Stored data
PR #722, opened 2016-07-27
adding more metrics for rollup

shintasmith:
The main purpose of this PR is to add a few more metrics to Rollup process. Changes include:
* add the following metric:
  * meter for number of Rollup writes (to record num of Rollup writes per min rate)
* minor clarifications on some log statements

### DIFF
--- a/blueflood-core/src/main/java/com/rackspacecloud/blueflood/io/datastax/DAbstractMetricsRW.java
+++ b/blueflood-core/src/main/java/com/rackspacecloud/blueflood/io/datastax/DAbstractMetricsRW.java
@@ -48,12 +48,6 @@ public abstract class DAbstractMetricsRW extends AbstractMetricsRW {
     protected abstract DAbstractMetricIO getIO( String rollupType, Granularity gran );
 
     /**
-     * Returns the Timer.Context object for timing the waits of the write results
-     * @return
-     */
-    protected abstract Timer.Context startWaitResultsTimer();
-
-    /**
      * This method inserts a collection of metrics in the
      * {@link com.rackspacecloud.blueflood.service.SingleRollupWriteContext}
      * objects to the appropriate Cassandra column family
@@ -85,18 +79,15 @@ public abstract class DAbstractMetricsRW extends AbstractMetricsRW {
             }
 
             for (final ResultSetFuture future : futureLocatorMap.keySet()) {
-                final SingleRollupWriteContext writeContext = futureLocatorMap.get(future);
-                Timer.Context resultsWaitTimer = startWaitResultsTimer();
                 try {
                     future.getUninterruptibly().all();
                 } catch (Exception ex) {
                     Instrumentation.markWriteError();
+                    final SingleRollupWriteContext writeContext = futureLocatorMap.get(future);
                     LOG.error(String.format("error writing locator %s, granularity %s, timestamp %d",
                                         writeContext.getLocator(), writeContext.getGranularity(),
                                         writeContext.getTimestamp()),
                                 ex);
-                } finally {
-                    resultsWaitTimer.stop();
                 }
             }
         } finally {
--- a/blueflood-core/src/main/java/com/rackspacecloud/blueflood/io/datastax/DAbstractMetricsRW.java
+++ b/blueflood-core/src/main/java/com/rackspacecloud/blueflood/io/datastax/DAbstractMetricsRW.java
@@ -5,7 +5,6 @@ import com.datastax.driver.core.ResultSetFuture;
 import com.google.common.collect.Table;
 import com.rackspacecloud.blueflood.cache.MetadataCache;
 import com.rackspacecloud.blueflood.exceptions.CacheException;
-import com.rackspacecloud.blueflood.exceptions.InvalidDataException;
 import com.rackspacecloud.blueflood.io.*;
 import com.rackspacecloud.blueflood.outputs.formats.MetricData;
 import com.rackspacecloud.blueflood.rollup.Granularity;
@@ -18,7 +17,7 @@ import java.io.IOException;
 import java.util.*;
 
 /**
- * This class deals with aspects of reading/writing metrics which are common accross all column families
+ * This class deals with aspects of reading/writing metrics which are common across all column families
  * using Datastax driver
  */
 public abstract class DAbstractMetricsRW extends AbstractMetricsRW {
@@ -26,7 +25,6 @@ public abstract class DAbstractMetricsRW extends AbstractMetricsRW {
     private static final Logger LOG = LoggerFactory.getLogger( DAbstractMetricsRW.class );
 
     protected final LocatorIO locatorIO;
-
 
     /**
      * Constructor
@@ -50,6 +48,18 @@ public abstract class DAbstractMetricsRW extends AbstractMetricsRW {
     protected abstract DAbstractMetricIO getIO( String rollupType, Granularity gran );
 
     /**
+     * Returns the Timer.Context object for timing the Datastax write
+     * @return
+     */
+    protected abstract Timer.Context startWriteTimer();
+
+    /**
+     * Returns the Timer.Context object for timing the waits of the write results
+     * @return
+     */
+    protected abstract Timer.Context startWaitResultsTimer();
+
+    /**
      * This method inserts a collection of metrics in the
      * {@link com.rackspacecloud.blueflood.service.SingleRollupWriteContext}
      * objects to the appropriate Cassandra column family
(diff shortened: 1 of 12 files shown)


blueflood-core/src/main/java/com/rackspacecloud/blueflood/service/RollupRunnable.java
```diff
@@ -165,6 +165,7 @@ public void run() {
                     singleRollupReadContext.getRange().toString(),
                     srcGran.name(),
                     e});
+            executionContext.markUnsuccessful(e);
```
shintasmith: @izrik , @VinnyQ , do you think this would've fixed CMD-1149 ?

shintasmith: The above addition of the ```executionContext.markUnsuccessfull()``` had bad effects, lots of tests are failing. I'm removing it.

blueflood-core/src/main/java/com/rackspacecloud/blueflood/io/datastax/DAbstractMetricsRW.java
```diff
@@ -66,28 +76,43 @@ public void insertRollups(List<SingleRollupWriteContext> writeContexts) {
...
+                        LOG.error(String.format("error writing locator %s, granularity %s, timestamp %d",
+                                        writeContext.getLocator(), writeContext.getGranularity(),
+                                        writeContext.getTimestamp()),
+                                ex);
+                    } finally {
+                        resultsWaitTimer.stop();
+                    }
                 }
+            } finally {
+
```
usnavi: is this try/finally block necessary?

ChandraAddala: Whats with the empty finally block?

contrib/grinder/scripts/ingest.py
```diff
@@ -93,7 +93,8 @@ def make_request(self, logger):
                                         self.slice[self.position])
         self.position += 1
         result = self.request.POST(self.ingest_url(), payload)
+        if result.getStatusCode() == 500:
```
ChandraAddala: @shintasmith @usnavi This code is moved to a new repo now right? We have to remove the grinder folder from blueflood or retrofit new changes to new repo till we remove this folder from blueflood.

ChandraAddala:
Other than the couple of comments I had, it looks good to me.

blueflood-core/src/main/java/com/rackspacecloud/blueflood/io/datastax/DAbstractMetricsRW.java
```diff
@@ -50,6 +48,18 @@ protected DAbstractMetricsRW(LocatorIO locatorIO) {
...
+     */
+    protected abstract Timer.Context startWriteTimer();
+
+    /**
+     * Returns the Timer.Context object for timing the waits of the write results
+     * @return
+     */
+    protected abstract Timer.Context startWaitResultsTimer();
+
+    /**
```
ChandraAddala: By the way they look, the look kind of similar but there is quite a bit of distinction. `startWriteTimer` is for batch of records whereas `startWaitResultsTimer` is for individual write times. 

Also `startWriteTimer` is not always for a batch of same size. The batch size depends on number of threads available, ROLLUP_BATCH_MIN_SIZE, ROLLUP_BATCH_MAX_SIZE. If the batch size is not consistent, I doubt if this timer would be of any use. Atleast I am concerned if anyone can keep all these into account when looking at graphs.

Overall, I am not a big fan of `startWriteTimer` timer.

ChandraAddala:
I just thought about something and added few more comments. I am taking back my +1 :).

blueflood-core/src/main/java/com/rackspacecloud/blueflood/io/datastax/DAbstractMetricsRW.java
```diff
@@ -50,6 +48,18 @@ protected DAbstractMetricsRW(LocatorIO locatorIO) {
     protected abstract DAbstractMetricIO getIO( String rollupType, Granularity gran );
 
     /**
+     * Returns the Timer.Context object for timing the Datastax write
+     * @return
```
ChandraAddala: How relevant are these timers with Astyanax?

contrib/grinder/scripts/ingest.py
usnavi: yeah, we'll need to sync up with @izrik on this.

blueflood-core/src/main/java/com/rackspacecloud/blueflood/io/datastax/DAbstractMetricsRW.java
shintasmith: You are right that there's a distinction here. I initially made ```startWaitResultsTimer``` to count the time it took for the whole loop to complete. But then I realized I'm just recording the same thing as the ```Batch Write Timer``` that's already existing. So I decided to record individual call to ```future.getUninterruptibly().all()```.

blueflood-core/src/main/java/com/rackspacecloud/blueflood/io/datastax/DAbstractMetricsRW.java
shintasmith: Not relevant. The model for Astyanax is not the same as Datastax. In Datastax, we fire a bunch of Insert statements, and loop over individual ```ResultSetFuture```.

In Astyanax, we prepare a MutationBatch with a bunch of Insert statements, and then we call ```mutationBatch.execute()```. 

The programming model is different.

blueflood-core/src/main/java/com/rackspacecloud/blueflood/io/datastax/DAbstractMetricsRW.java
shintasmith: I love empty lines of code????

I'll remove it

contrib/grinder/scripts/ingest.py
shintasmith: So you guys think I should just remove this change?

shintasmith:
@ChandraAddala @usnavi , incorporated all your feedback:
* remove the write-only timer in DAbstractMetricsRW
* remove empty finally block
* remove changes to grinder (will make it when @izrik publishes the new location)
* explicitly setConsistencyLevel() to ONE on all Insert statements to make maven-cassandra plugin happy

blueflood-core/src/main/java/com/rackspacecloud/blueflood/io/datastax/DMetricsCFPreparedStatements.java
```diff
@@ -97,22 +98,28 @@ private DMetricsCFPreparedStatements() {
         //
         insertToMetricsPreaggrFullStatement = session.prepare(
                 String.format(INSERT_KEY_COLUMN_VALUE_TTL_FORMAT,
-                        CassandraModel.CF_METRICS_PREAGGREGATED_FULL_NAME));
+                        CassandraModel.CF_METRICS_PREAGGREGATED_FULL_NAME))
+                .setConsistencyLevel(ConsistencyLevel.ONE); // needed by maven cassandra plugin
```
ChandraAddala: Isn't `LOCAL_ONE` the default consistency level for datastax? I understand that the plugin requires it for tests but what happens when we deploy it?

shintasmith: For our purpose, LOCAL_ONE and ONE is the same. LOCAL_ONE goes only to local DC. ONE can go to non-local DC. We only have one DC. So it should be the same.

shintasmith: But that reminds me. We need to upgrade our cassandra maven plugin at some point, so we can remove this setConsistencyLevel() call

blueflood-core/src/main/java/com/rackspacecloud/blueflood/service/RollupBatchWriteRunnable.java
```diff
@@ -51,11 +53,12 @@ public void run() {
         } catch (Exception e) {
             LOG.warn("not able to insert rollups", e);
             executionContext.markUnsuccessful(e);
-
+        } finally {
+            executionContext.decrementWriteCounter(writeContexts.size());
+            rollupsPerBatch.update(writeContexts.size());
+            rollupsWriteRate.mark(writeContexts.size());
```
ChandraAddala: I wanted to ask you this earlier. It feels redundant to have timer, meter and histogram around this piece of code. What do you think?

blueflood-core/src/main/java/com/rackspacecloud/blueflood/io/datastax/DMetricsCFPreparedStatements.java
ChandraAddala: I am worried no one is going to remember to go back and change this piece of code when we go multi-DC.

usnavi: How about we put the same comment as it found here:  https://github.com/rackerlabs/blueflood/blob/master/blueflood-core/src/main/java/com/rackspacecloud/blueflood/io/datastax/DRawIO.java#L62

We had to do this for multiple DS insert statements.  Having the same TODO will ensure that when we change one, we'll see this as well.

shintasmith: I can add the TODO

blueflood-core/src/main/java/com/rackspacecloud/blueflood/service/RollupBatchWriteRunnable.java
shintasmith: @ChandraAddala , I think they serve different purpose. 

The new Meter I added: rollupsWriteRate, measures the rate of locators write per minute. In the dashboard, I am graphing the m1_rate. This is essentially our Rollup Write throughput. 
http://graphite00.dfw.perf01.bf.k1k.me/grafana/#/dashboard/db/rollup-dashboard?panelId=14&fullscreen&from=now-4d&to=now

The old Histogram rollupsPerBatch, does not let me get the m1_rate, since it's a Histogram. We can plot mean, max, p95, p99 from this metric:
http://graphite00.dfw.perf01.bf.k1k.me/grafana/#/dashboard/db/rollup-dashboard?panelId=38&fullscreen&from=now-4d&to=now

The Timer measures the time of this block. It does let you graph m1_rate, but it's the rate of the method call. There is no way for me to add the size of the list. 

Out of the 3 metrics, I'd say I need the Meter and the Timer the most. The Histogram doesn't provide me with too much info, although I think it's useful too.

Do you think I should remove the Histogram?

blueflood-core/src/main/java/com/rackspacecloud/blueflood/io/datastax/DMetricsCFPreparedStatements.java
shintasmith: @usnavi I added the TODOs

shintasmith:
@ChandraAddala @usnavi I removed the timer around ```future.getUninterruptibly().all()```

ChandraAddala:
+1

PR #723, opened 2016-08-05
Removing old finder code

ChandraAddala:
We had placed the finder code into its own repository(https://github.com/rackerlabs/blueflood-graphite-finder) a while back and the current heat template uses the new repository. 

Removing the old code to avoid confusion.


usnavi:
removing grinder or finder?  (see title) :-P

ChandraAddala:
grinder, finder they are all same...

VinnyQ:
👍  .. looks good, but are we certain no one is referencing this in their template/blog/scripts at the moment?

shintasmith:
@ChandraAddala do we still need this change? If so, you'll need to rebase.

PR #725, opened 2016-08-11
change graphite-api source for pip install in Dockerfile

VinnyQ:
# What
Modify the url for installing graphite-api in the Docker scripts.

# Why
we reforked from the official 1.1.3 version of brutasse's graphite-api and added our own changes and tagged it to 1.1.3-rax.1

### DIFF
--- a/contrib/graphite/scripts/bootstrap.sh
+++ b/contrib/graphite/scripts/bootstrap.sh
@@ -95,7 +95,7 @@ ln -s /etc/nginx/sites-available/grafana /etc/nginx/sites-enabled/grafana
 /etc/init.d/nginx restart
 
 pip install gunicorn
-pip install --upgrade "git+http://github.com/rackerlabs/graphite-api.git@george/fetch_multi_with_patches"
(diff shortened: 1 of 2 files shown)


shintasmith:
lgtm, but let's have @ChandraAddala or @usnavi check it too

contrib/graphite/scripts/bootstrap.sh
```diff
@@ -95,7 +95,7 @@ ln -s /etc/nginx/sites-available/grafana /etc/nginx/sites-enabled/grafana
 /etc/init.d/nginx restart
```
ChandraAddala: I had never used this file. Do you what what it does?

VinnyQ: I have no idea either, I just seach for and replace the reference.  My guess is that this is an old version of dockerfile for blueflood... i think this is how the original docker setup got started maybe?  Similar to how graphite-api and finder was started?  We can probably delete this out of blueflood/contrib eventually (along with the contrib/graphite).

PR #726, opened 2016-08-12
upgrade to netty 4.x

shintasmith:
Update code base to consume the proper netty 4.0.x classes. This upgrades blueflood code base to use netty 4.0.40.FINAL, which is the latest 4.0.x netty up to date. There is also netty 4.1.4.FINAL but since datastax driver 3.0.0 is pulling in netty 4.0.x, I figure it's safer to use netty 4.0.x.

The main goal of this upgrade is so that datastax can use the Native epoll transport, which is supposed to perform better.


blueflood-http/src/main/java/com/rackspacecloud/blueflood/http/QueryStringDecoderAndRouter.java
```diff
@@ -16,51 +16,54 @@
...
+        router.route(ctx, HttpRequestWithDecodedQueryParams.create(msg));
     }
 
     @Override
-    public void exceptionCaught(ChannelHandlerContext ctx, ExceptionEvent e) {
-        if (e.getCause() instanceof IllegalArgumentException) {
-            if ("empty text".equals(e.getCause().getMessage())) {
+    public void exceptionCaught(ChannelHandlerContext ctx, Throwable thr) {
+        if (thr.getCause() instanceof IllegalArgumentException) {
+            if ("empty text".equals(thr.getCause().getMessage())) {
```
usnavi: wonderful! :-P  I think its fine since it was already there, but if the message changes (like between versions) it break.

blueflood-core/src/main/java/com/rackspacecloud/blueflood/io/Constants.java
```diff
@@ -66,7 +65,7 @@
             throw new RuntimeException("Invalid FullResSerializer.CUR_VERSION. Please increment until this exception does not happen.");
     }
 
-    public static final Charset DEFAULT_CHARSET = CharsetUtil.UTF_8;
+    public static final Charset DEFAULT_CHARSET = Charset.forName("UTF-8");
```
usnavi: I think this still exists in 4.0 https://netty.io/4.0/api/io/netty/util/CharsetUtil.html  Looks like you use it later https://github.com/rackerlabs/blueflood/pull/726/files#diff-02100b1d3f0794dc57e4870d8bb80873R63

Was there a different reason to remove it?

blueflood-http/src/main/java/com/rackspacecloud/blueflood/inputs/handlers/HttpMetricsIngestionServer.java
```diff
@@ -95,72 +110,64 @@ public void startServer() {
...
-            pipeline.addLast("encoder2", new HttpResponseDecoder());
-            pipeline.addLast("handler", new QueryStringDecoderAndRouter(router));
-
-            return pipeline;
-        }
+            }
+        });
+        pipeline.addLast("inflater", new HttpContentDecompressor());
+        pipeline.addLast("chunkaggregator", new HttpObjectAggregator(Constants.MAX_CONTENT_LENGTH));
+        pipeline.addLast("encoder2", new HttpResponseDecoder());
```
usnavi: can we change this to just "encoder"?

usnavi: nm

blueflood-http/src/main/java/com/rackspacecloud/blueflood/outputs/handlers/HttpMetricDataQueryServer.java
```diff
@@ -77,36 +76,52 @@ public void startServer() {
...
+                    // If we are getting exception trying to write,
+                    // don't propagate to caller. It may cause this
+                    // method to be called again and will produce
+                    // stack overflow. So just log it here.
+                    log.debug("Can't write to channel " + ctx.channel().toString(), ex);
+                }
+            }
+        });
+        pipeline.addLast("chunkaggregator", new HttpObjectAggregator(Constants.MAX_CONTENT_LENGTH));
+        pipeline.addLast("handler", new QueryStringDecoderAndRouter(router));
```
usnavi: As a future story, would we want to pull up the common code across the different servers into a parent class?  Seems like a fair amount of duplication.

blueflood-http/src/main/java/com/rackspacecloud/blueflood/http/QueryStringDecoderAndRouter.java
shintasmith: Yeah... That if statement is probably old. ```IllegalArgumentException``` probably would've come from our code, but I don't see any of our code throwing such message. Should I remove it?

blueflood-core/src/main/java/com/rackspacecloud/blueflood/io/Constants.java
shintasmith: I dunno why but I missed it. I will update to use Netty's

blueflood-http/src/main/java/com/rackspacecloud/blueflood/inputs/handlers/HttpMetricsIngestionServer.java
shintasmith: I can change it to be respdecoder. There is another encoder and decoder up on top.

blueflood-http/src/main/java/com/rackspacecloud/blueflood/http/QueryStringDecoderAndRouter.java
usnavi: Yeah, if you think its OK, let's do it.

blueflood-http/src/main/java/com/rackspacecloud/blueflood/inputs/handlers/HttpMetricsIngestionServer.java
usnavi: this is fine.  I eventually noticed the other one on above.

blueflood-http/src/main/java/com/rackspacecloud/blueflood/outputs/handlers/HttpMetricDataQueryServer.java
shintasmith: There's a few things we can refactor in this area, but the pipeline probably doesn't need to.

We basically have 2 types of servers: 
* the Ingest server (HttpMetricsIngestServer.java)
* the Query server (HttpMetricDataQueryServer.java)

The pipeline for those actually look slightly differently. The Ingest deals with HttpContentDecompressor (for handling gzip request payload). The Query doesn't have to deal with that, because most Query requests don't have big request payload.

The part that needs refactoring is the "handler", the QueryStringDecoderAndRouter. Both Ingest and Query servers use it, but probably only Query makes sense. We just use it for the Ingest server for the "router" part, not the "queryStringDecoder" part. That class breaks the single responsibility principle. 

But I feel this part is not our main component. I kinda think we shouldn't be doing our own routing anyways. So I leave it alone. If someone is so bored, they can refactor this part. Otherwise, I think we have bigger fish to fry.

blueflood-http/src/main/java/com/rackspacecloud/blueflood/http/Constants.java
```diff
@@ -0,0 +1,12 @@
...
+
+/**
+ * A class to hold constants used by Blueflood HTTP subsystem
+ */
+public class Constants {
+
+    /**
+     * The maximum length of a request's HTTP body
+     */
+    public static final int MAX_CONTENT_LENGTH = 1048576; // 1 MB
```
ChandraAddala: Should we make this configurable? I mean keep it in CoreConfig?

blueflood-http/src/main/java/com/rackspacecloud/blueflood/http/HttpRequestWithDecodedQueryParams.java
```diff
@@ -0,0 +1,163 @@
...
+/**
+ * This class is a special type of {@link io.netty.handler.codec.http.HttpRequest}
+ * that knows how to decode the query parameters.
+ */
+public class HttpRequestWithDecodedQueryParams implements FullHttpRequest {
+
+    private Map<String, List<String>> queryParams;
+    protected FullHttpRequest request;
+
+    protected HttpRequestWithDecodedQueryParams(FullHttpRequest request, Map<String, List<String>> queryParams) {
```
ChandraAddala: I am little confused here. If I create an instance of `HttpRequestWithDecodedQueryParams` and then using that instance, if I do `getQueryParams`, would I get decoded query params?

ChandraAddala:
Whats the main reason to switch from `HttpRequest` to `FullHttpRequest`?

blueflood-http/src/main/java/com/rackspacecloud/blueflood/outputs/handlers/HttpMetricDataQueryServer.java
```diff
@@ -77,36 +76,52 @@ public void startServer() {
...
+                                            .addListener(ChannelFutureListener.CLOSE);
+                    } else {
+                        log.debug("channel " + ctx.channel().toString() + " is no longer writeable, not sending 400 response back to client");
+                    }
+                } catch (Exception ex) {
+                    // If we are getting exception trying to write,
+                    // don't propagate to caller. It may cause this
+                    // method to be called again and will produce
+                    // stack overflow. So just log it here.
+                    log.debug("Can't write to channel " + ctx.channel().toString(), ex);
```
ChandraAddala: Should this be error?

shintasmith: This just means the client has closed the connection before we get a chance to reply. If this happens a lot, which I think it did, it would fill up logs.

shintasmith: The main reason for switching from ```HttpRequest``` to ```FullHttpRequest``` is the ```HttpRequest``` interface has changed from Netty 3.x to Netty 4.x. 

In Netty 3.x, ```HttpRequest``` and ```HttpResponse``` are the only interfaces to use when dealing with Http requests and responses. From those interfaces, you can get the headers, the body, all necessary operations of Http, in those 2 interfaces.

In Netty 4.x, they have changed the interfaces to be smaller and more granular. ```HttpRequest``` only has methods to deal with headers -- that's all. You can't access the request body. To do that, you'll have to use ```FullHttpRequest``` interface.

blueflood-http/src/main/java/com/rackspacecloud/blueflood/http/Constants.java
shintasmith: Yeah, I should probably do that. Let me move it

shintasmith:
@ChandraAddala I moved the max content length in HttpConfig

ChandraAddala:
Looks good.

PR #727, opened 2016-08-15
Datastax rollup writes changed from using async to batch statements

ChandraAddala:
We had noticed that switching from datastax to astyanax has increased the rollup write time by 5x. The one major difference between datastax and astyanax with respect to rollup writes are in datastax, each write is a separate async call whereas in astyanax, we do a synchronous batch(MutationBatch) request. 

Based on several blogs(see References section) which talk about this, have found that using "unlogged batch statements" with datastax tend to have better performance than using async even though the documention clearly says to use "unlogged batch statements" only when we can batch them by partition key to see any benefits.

## Assignment
Taking the entries from their first line through the line with "for (final ResultSetFuture", inclusive, restate each line word for word and give nothing else.

## Solution
PR #722, opened 2016-07-27
adding more metrics for rollup

shintasmith:
The main purpose of this PR is to add a few more metrics to Rollup process. Changes include:
* add the following metric:
  * meter for number of Rollup writes (to record num of Rollup writes per min rate)
* minor clarifications on some log statements

### DIFF
--- a/blueflood-core/src/main/java/com/rackspacecloud/blueflood/io/datastax/DAbstractMetricsRW.java
+++ b/blueflood-core/src/main/java/com/rackspacecloud/blueflood/io/datastax/DAbstractMetricsRW.java
@@ -48,12 +48,6 @@ public abstract class DAbstractMetricsRW extends AbstractMetricsRW {
     protected abstract DAbstractMetricIO getIO( String rollupType, Granularity gran );
 
     /**
-     * Returns the Timer.Context object for timing the waits of the write results
-     * @return
-     */
-    protected abstract Timer.Context startWaitResultsTimer();
-
-    /**
      * This method inserts a collection of metrics in the
      * {@link com.rackspacecloud.blueflood.service.SingleRollupWriteContext}
      * objects to the appropriate Cassandra column family
@@ -85,18 +79,15 @@ public abstract class DAbstractMetricsRW extends AbstractMetricsRW {
             }
 
             for (final ResultSetFuture future : futureLocatorMap.keySet()) {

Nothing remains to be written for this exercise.